In our blogs from July 2015 and August 2015 we dealt with the High Court’s judgment declaring certain aspects of the long-established but often abused debt collecting process of emolument attachment orders unlawful.
On 13 September 2016, the Constitutional Court confirmed that changes must be effected to section 65J (2)(a) and (b) of the Magistrates Courts’ Act (MCA), so the court and not the clerk of the court can issue the order, ensure that it is just and equitable in each particular case to order the attachment and that the amount to be deducted from the employee’s salary is appropriate.
Consumers whose rights would have been infringed under the invalid provisions of section 65J will receive immediate protection from the date of the Constitutional Court order. From 13 September 2016, only court-authorised emolument attachment orders may be issued.
The door is not closed to any further challenge against the adequacy of judicial oversight.
The legislature is free to develop laws as to how the judicial oversight by the court must operate. We understand that the Bill aimed at amending the MCA is in its second draft. The Constitutional Court also mentioned that the door is not closed to any further challenge against the adequacy of judicial oversight.
Debts recovered under the prior emolument attachment orders will not be affected. The Constitutional Court issued a prospective order, meaning past emolument attachment orders, even those unscrupulously procured or issued, will continue to be operative, unless individually challenged. The developing process, according to the Constitutional Court, is best regulated by the legislature.
With regard to the consent to the jurisdiction of a specific Magistrates’ Court, the court found that the substance of the High Court’s order must be confirmed, subject only to a minor clarification. This means that the consumer under a credit agreement cannot consent to the jurisdiction of any named court except a court where the consumer resides or works or where any goods sold on credit are kept.
The practice of getting consumers to consent to the jurisdiction of any other court that suits the creditor and is deliberately remote for the consumer is not permitted.
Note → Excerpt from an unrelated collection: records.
PR #2618, opened 2026-08-22
fix(transforms): the pipeline seam reports a failed probe instead of raising it

cagataycali:
## Problem

`CosmosTransferTransform` binds a caller-supplied video2video pipeline, so resolving the seam runs the caller's code at three points: the module import and attribute lookup, the zero-arg construction of a class / factory target, and the read of the object's `generate` surface.

`DatasetTransform.validate` is documented as a *"Pure, side-effect-free preflight. Return a list of human-readable problems"*, and `transform()` documents exactly one raise (a shape / dtype `ValueError` from `transform_frames`), `status="error"` otherwise. `_pipeline_problems`' own docstring says *"return problems instead of raising"*.

It reported three classes: `ImportError` and `AttributeError` around the import, `TypeError` around the construction. Driving every builtin exception class through a raising factory, **51 of 52 escaped `validate()` - and therefore `transform()`.** Only `TypeError` was reported.

The classes that escaped are the ones a real generation stack raises, because constructing one loads weights and touches a device:

| probe point | raised | `validate()` | `transform()` |
| --- | --- | --- | --- |
| module import + attribute lookup | `ImportError` | 1 problem | `status="error"` |
| zero-arg construction | `ImportError` (a factory body's `import torch`) | **RAISED** | **RAISED** |
| zero-arg construction | `RuntimeError` (no NVIDIA driver) | **RAISED** | **RAISED** |
| zero-arg construction | `OSError` (weights absent) | **RAISED** | **RAISED** |
| `generate()` surface read | `RuntimeError` (lazy handle, CUDA context) | **RAISED** | **RAISED** |

Row 1 is the control - the import point already handled the one class its handler named. Row 2 is **the same class**, raised one frame lower: a factory whose body imports an optional dependency raises `ModuleNotFoundError`, an `ImportError` subclass, straight past a handler written for exactly that case, because the handler wrapped only the module import and not the factory call.

Two further consequences worth naming:

- The `ValueError` case is indistinguishable from the shape / dtype `ValueError` that `transform()` documents as its only raise, so a malformed checkpoint config reads as a backend bug.
- `getattr(obj, "generate", None)`'s default absorbs only `AttributeError`, so a lazy pipeline handle whose `generate` is a property raised at the third point - reachable with no import path at all, by injecting the object directly.

The package's own module docstring teaches the shape where this lands: `problems = transform.validate(spec)` / `if not problems: result = transform.transform(spec)`.

## Change

Each of the three probe points now reports, and the cause is named accurately.

- The import and attribute lookup catch `Exception`: a module body runs arbitrary caller code on first import, and a module-level `__getattr__` (PEP 562, which this package uses in its own `__init__.py`) runs it again on the lookup.
- The zero-arg construction keeps `except TypeError` with its existing wording, and adds a sibling handler for everything else. A factory that raised **is** constructible zero-arg, so folding it into that wording would name the wrong remedy - "no driver" is not fixed by a different factory signature.
- The `generate` read moves into one guarded owner, `_generate_surface`, used at both the injected-object and resolved-candidate sites. It returns `(surface, problem)` and distinguishes "absent" from "present but `None`" with a sentinel, so the construct decision is byte-equivalent to the `hasattr` it replaces.

`Exception`, not `BaseException`: an operator's Ctrl-C while a multi-gigabyte pipeline loads is not a bad spec, and `KeyboardInterrupt` / `SystemExit` / `GeneratorExit` still propagate.

Every spelling that already reached a verdict keeps it, wording included.

The in-repo precedent for resolving a caller-supplied dotted path is a wide handler: `tools/use_lerobot.py::_import_from_lerobot` catches `Exception` with the comment *"non-Import errors during import are real too"*, and `policies/lerobot_local/resolution.py` pairs `except ImportError` with `except (AttributeError, RuntimeError, TypeError)` so a failure means *"this strategy cannot resolve the class here"* rather than *"leaking lerobot's internal exception type to the caller"*.

`docs/data/transforms.md` documented only the missing-pipeline case; it now states the same contract for a pipeline that is named but cannot be loaded.

## Out of scope

`_pipeline_problems` resolves and constructs *inside* `validate()`, which the ABC says MUST NOT allocate GPUs. Whether the resolution should move out of the preflight (and what `transform_frames`' existing direct-caller `RuntimeError` then means) is a design decision, not a reporting one, so it is left alone here.

## Tests

`tests/transforms/test_cosmos_transfer.py`, extended in place. Pre-fix (the new tests against `upstream/main` source): **27 failed / 33 passed**. Of the 27, **24 fail by the third-party exception escaping** (`RuntimeError` 8, `ValueError` 3, `OSError` 3, `KeyError` 3, `FileNotFoundError` 3, `ModuleNotFoundError` 2, `ImportError` 2) and 3 by assertion.

Each break below was applied to the fixed tree and fires exactly and only its own guards:

| break | failed of 60 | guards fired |
| --- | --- | --- |
| control | 0 | - |
| `git checkout upstream/main -- cosmos_transfer.py` | 27 | the headline, the documented run path, the accurate-cause test, the injected-object test, both structural |
| widen the handlers to `BaseException` | 11 | **only** the operator-interrupt controls + the handler pin |
| fold construction failures into the zero-arg wording | 1 | **only** the accurate-cause test |
| re-derive the `generate` read inline | 1 | **only** the single-owner pin |
| revert just the import handler | 7 | **only** the import-point cases + the handler pin |
| move `import_module` outside its `try` | 3 | the guarded-import pin, and the **pre-existing** `test_unresolvable_dotted_path_is_a_problem_not_a_raise` |

The last row is the one worth reading: the existing test whose name already states this contract (*"is a problem not a raise"*) still holds, because it exercised the module import - the one path that already worked. The fix extends that contract to the other two points rather than replacing it.

## Verification

Measured at `b6cff7f7`, on `mujoco 3.5.0` / `lerobot 0.6.2`. The branch was merged with `main` after #2617 landed in the two files this touches; the merge was clean, and every number below was re-measured at that head (the pre-fix split is unchanged).

- `ruff check` and `ruff format --check` over `strands_robots tests tests_integ`: clean.
- `mypy strands_robots tests tests_integ`: **24 == 24** against a pristine `upstream/main` worktree, branch-only set empty.
- 77-file blast radius (all of `tests/transforms`, every test naming the transform surface, and the repo-wide docs / docstring / string / changelog guards), the identical selection run on both trees with the changed test file excluded from both: **2303 passed, 1 skipped, 0 failed on each**, failing-ID sets empty in both directions.
- `tests/transforms/test_cosmos_transfer.py`: 60 passed.

## Artifact

Produced by one capture script run against each tree, with only `strands_robots` differing. Section 1 is the control: a working pipeline, a real recorded `LeRobotDataset` in and a provenance-marked one out - 2 episodes read, 2 written, 1 MP4, and the written pixels read back **out** of the produced dataset. That whole section is byte-identical across the two trees (asserted in the figure script, along with every number quoted here), so the only thing that changes is what a caller is handed when the seam fails.

pipeline seam probe reporting

### DIFF
--- a/changelog.d/2618-pipeline-seam-probe-reports.md
+++ b/changelog.d/2618-pipeline-seam-probe-reports.md
@@ -1,0 +1,22 @@
+### Fixed: a failed pipeline resolution is reported by the transform preflight, not raised at the caller
+
+`CosmosTransferTransform` binds a caller-supplied video2video pipeline, so resolving the seam runs the
+caller's code at three points: the module import and attribute lookup, the zero-arg construction of a
+class or factory target, and the read of the object's `generate` surface. `validate()` is documented to
+return a list of problems and `transform()` to return `status="error"` for anything but a backend
+shape/dtype bug, but only `ImportError`, `AttributeError` and `TypeError` were reported - 51 of 52 builtin
+exception classes raised out of both surfaces.
+
+The classes that escaped are the ones a real generation stack raises, because constructing one loads
+weights and touches a device: `ImportError` from an optional dependency imported inside a factory body
+(so `ModuleNotFoundError` escaped a handler written for exactly that case, which wrapped only the module
+import), `RuntimeError` with no driver, `OSError` with the weights absent, and `ValueError` on a malformed
+config - the last indistinguishable from the shape/dtype `ValueError` that `transform()` documents as its
+only raise. A lazy handle whose `generate` is a property raised at the third point, where `getattr`'s
+default absorbs only `AttributeError`.
+
+Each probe point now reports, with the cause named accurately: a factory that raised is constructible, so
+it is not folded into the "not constructible zero-arg" wording, which would name the wrong remedy. The
+`generate` read has one guarded owner. `Exception`, not `BaseException` - an operator's Ctrl-C during a
+multi-gigabyte load is not a bad spec and still propagates. Every spelling that already reached a verdict
+keeps it, wording included.
--- a/docs/data/transforms.md
+++ b/docs/data/transforms.md
@@ -148,6 +148,17 @@ spec = TransformSpec(
 Without a pipeline, `validate()` names the missing seam (and the licensing
 caveat) instead of crashing; nothing is read or written.
 
+The same holds for a pipeline that is named but cannot be loaded. Resolving the
+seam runs your code at three points - the module import and attribute lookup,
+the zero-arg construction of a class or factory target, and the read of the
+object's `generate` surface - and constructing a real generation pipeline loads
+weights and touches a device. So a missing optional dependency imported inside
+a factory body, an absent driver, absent weights or a malformed config are
+reported by `validate()` as problems, and by `transform()` as
+`status="error"`, each naming the class and message the pipeline raised. An
+operator interrupt (`KeyboardInterrupt`, `SystemExit`) is not a spec problem
+and still propagates.
+
 ## Custom backends
 
 Subclass `DatasetTransform`, implement `provider_name`, `validate` (call
--- a/strands_robots/transforms/cosmos_transfer.py
+++ b/strands_robots/transforms/cosmos_transfer.py
@@ -89,6 +89,38 @@ _PIPELINE_HELP = (
     "wiring it in."
 )
 
+#: Sentinel for "the pipeline exposes no ``generate`` attribute at all", kept
+#: distinct from a ``generate`` that is present but ``None`` so the probe below
+#: classifies both exactly as ``hasattr`` / ``getattr`` did.
+_UNSET: Any = object()
+
+
+def _generate_surface(obj: Any, subject: str) -> tuple[Any, str | None]:
+    """Read ``obj.generate`` for the probe, or report why the read failed.
+
+    The pipeline is caller-supplied, so reading an attribute off it runs the
+    caller's code: a lazy handle that initialises a CUDA context on first
+    access raises here, and ``getattr``'s default only absorbs
+    ``AttributeError``. Reporting keeps this probe inside
+    :meth:`~strands_robots.transforms.base.DatasetTransform.validate`'s
+    "return problems" contract.
+
+    Args:
+        obj: The candidate pipeline - an injected object or a resolved import
+            target.
+        subject: How the caller named it, for the problem text.
+
+    Returns:
+        ``(surface, None)`` where ``surface`` is the attribute or :data:`_UNSET`
+        when absent, or ``(_UNSET, problem)`` when the read itself raised.
+    """
+    try:
+        return getattr(obj, "generate", _UNSET), None
+    except Exception as exc:  # noqa: BLE001 - never fatal while probing a caller's object
+        return _UNSET, (
+            f"{subject} raised {type(exc).__name__} while its generate() surface was read ({exc}) - {_PIPELINE_HELP}"
+        )
+
 
 class CosmosTransferTransform(DatasetTransform):
     """Video2video episode augmentation behind a vendor-neutral pipeline seam.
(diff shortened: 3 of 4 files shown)


yinsong1986 (approved):
## Summary

This PR closes a documented-contract gap in `CosmosTransferTransform._pipeline_problems`: `validate()` is documented as a pure preflight that returns problems, but three probe points on the caller-supplied pipeline seam (module import + attribute lookup, zero-arg construction, `generate` surface read) let 51 of 52 builtin exception classes escape both `validate()` and `transform()`. The fix widens the import handler to `Exception` (with `BaseException` interrupts deliberately still propagating), adds a sibling construction handler that names the accurate cause instead of folding a raising factory into the "not constructible zero-arg" wording, and centralises the `generate` read into one guarded owner (`_generate_surface`) with an `_UNSET` sentinel keeping the construct decision byte-equivalent to the `hasattr` it replaces. The `except Exception` handlers sit squarely inside the "return problems, never raise" contract (the report-not-raise pattern from AGENTS.md's error-handling learnings), carry `noqa: BLE001` with explanatory comments, and match the in-repo precedent for resolving caller-supplied dotted paths (`tools/use_lerobot.py`, `policies/lerobot_local/resolution.py`). No public API, wire format, or persisted schema changes — `_UNSET` and `_generate_surface` are module-private. Changelog fragment present, docs updated for the new contract, diff is ASCII-clean, and the changed test file passes 60/60 on the head tree.

## What's good

- Operator-interrupt controls (`KeyboardInterrupt` / `SystemExit` / `GeneratorExit` still raise) pin the `Exception`-not-`BaseException` boundary at every probe point, so a later widening fails loudly.
- The verdict-preservation parametrization pins that every previously accepted spelling keeps its exact verdict and wording.
- Structural AST tests (single guarded owner for the `generate` read, `import_module` never outside a `try`) hold a fourth probe point added later to the same rule rather than covering only today's three.
- The construction handler keeps `except TypeError` with its existing wording and reports everything else with an accurate subject — the "no driver" case is not misdiagnosed as a signature problem.
- Changelog fragment (`changelog.d/2618-pipeline-seam-probe-reports.md`) per step 3 of the PR workflow; `docs/data/transforms.md` states the new contract alongside the existing missing-pipeline case.

yinsong1986 (approved):
## Summary

This PR makes `CosmosTransferTransform._pipeline_problems` honour the documented `validate()` contract ("return a list of problems, never raise") at all three points where resolving a caller-supplied pipeline runs the caller's code: the module import + attribute lookup, the zero-arg construction, and the `generate` surface read. Previously only `ImportError`/`AttributeError` (import point) and `TypeError` (construction) were reported; every other class - including the ones a real generation stack raises (`RuntimeError` with no driver, `OSError` with weights absent, `ModuleNotFoundError` from a factory body) - escaped both `validate()` and `transform()`. The handlers widen to `except Exception` (not `BaseException`, so `KeyboardInterrupt`/`SystemExit`/`GeneratorExit` still propagate - pinned by dedicated tests), the construction failure gets its own accurately-worded report rather than being folded into the "not constructible zero-arg" wording, and the `generate` read moves into a single guarded owner (`_generate_surface`) with a sentinel keeping the absent-vs-`None` distinction byte-equivalent to the `hasattr`/`getattr` it replaces.

## What's good

- The wide catch is on a report-don't-raise preflight path with in-repo precedent cited (`tools/use_lerobot.py`, `policies/lerobot_local/resolution.py`), each site carries a `# noqa: BLE001` with a reason, and the operator-interrupt propagation is behaviourally pinned per probe point.
- Every previously-reached verdict keeps its wording, and a parametrized test pins that no accepted spelling changed - so this is purely additive on the refusal surface, with no one-way door.
- Structural AST tests pin the rule itself (single guarded owner of the `generate` read, `import_module` never outside a `try`), so a fourth probe point added later is held to the same contract.
- Changelog fragment (`changelog.d/2618-...md`) and the `docs/data/transforms.md` contract statement ship in the same PR; test names describe behaviour, not provenance; problem strings are plain ASCII.

PR #2619, opened 2026-08-22
fix(policies/protomotions): a body index is refused unless it addresses a body

cagataycali:
## Problem

`ProtoMotionsConfig.anchor_body_index` and `root_body_index` are offsets into
`body_names` - the tracker reads a body out of the reference-motion cache by row
index, never by name. `load_config_from_yaml` documents its result as "validated
for consistent dimensions" and promises `ValueError` for "an inconsistent
dimension"; the module docstring promises such an error "surfaces at policy build
time with a clean message". It checked two dimensions - the `stiffness` and
`damping` lengths against the joint count - and neither index.

The two ways an index misses are not symmetric, and the silent one is a valid
Python lookup:

* A **negative** index wraps. `body_names[-1]` is `right_rubber_hand`, a real
  link, so nothing raises anywhere and the tracker anchors on the hand. The whole
  chain agrees: `required_bodies` declares that link, the runtime resolves it once
  per rollout and merges `body.right_rubber_hand.quat` into every observation,
  `_extract_anchor_rot` finds exactly that key, and the future-reference window
  slices the same row out of the cache. Every stage is consistent, and every stage
  is wrong.
* A **positive out-of-range** index deferred `IndexError: tuple index out of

All proceedings that were brought in such a court will be void for want of jurisdiction.
The Constitutional Court dismissed the appeals with costs launched against the High Court order that s45 of the MCA does not permit a consumer to consent in writing to the jurisdiction of a court other than in which the consumer resides or works.
Past emolument attachment orders will continue to be operative, unless individually challenged.
The Constitutional Court did not confirm Judge Desai’s declaration that the words contained in s65J(2)(a) and s65J(2)(b)(i) and (ii) of the MCA (an emolument attachment order will not be issued unless (i) the consumer has consented to jurisdiction, (ii) a creditor or his/her attorney has sent a registered letter of demand or (iii) filed an affidavit with the clerk of the court) were inconsistent with the Constitution and invalid, to the extent that these sections failed to provide for judicial oversight over the issuing of emolument attachment orders. The Constitutional Court rather opted to change the wording of section 65J of the MCA to make it consistent with the Constitution.